Saved entries
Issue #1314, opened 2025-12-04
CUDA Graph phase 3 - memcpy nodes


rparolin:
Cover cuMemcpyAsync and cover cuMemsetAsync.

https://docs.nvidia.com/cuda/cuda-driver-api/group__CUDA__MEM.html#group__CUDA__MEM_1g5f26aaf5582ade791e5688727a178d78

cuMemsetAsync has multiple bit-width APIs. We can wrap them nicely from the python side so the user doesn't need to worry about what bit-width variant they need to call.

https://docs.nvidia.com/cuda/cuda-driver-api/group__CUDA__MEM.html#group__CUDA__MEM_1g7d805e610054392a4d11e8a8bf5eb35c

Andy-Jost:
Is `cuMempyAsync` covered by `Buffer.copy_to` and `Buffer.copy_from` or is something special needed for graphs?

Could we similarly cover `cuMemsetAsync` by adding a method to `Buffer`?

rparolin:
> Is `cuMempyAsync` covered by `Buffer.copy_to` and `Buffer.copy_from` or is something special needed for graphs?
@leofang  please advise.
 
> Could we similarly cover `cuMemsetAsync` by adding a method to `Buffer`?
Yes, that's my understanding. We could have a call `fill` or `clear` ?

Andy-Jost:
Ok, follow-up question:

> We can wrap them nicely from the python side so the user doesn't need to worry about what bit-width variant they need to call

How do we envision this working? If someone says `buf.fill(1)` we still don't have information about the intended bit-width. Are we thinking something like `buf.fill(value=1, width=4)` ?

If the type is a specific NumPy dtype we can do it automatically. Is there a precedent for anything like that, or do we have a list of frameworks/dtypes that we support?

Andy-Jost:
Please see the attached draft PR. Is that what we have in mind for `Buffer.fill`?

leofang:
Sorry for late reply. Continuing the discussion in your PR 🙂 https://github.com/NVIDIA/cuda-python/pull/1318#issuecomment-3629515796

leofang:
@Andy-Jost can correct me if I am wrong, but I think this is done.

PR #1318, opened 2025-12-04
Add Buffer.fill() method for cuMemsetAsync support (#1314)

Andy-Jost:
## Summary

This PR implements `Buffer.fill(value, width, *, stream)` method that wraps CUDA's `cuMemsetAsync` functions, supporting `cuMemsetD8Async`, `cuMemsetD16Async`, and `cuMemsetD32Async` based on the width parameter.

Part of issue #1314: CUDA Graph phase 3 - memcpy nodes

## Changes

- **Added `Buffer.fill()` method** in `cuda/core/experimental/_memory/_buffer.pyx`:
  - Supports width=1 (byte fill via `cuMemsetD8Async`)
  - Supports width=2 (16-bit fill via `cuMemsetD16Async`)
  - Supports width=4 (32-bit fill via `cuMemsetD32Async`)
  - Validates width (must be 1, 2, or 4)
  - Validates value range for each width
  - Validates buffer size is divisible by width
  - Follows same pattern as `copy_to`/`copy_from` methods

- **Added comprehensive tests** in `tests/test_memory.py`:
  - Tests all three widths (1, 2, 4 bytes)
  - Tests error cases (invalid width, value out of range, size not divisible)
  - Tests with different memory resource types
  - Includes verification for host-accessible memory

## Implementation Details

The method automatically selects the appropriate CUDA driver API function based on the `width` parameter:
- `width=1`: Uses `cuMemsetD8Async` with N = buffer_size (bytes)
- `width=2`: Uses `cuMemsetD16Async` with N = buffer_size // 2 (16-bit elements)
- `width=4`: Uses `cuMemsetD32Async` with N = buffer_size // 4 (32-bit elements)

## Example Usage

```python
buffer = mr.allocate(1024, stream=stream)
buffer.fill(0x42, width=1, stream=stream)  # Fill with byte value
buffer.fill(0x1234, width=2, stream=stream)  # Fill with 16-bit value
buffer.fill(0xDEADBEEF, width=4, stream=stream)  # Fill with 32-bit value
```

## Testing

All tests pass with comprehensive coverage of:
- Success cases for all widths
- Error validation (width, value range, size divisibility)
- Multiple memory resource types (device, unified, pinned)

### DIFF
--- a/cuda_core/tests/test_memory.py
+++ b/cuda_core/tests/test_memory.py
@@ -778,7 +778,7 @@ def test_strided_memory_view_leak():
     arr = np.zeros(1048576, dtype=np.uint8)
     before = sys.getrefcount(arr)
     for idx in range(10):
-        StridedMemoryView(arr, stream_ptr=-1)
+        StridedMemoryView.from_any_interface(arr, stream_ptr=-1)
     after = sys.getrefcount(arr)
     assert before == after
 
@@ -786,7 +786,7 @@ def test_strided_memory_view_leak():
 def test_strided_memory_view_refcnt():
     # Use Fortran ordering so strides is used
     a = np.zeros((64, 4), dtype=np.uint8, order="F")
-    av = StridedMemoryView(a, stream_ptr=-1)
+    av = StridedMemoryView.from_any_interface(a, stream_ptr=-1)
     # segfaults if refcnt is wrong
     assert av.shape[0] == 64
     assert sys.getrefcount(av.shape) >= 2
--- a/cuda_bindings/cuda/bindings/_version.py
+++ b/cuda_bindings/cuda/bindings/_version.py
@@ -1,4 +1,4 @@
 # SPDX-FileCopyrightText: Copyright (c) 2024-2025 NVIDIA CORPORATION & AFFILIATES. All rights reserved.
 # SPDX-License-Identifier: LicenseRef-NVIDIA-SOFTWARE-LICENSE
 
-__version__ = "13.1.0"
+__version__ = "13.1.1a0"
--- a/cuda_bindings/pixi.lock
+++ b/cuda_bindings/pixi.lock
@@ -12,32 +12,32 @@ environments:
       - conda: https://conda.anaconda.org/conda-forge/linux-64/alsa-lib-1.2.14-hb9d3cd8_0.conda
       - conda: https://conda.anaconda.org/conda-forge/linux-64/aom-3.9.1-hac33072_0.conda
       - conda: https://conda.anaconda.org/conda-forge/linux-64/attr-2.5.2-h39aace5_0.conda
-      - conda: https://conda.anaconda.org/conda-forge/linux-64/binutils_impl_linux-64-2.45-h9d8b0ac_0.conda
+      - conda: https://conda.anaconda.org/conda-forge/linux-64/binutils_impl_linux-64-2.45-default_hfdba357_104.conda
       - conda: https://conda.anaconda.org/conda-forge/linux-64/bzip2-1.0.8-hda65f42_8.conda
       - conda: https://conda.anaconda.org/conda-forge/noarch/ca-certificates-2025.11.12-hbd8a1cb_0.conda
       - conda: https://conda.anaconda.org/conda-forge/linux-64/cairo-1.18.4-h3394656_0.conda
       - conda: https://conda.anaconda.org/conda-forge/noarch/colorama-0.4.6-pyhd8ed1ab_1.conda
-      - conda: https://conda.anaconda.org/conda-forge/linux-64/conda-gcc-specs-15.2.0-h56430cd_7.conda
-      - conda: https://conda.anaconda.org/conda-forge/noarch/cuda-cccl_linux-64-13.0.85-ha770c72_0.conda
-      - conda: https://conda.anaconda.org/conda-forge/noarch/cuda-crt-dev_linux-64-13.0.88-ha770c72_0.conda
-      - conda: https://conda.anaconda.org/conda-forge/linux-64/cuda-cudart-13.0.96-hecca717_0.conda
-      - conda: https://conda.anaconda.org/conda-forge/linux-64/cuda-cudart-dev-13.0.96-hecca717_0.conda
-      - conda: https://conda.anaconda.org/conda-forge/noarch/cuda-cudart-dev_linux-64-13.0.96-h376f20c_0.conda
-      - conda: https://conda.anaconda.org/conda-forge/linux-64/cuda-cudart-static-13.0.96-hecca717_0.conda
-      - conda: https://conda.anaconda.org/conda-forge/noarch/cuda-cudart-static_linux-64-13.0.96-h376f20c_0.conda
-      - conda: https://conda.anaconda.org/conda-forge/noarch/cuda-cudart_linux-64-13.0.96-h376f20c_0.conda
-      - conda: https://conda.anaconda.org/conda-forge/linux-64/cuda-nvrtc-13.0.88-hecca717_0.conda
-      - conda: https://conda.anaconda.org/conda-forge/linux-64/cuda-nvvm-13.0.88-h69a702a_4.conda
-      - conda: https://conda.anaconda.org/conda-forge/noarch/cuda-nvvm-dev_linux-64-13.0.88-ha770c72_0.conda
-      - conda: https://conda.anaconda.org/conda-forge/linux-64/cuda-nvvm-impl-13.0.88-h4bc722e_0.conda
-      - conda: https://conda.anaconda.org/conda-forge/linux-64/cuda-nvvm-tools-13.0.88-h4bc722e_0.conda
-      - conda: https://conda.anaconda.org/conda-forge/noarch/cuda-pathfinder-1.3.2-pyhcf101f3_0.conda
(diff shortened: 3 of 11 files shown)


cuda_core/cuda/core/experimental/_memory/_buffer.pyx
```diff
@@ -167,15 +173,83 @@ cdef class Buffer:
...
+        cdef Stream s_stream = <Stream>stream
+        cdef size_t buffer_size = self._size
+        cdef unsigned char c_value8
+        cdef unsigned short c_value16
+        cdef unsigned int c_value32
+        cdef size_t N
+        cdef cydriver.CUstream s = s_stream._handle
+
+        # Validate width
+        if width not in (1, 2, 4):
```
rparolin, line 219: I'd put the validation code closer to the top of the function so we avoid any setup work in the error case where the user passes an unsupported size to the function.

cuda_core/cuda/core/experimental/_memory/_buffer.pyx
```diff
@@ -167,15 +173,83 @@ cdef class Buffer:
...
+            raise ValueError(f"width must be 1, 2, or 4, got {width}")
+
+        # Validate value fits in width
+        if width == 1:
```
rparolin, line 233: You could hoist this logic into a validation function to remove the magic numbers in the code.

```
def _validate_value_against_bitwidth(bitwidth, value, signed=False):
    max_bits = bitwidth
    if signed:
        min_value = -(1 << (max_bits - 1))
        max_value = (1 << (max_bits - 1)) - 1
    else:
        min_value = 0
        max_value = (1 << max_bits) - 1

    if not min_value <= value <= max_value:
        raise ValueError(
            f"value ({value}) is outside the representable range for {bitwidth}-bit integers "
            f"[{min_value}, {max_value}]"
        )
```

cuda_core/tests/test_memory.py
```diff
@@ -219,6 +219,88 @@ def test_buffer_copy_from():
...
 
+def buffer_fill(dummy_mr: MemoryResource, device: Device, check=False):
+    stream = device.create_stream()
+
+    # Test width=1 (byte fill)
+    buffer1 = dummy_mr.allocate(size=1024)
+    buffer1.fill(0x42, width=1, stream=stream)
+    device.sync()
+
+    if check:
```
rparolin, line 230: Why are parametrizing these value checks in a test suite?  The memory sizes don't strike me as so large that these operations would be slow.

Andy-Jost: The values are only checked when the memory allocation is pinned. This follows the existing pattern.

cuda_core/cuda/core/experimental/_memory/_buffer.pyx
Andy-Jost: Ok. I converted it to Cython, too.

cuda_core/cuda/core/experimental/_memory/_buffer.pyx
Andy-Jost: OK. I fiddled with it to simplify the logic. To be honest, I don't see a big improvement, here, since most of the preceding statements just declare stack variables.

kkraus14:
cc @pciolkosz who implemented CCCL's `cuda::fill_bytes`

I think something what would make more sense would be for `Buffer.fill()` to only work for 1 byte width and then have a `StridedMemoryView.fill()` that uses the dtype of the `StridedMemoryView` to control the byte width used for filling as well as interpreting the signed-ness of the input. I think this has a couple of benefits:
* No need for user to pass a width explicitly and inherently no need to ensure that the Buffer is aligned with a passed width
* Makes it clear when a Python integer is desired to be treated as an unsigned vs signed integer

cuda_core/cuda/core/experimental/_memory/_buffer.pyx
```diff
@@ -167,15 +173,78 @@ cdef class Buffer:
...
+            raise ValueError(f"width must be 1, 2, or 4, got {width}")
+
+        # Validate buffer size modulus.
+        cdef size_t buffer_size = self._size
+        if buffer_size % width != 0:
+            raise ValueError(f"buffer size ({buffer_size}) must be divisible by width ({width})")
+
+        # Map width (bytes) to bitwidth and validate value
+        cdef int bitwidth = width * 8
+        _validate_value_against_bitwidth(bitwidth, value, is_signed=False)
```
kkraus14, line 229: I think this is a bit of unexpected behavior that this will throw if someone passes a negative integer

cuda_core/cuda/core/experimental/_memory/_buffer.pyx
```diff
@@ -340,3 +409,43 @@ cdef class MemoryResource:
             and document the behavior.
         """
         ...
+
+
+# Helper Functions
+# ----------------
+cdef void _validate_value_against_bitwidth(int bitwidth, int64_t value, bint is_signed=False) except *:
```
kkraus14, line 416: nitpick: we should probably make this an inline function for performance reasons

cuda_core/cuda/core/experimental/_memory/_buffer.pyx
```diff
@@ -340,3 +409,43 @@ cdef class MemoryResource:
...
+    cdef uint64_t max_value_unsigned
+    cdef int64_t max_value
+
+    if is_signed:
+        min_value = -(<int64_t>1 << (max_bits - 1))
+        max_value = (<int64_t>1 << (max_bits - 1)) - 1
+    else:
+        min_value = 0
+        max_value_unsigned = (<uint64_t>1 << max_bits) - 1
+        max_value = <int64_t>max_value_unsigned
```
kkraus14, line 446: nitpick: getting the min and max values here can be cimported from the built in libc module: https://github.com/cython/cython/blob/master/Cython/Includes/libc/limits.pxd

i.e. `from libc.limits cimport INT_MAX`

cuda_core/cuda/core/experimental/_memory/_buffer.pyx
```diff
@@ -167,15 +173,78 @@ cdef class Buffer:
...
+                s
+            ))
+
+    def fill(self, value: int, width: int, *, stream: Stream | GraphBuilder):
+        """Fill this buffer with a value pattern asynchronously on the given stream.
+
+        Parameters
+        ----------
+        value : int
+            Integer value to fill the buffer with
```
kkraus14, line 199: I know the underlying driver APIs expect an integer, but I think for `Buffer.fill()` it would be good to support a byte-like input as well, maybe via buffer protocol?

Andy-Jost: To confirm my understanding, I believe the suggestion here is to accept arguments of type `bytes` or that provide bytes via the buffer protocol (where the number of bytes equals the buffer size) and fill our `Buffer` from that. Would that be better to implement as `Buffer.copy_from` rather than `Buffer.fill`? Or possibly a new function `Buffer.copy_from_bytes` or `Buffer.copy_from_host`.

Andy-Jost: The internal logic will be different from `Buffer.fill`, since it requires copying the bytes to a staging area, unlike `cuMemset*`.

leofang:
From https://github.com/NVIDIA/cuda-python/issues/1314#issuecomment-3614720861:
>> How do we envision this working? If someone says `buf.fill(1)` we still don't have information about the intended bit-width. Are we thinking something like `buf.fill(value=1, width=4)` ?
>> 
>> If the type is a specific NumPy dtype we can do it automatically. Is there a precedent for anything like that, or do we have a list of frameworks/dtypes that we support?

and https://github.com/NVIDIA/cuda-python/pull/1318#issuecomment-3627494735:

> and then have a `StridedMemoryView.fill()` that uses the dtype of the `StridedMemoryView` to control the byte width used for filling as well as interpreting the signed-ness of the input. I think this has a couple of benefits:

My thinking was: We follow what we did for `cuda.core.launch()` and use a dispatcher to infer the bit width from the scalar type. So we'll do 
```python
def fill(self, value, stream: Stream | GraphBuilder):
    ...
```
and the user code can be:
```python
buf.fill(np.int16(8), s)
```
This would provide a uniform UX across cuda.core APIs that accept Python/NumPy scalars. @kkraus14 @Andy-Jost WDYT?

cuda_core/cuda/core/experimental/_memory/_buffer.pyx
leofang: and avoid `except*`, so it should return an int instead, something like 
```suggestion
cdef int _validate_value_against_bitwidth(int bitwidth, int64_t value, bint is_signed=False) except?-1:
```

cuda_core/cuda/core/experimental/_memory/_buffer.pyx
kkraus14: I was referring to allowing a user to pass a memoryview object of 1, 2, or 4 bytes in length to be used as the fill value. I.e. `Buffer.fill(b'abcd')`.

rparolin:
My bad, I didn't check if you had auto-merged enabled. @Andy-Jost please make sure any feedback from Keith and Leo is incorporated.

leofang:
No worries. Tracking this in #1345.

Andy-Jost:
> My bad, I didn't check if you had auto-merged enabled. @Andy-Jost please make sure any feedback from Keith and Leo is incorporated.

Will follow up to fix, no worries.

**ACTIVITY:**
Please tally the lines above that include the word "used" and answer with the number by itself.

**WRITTEN ANSWER:**
4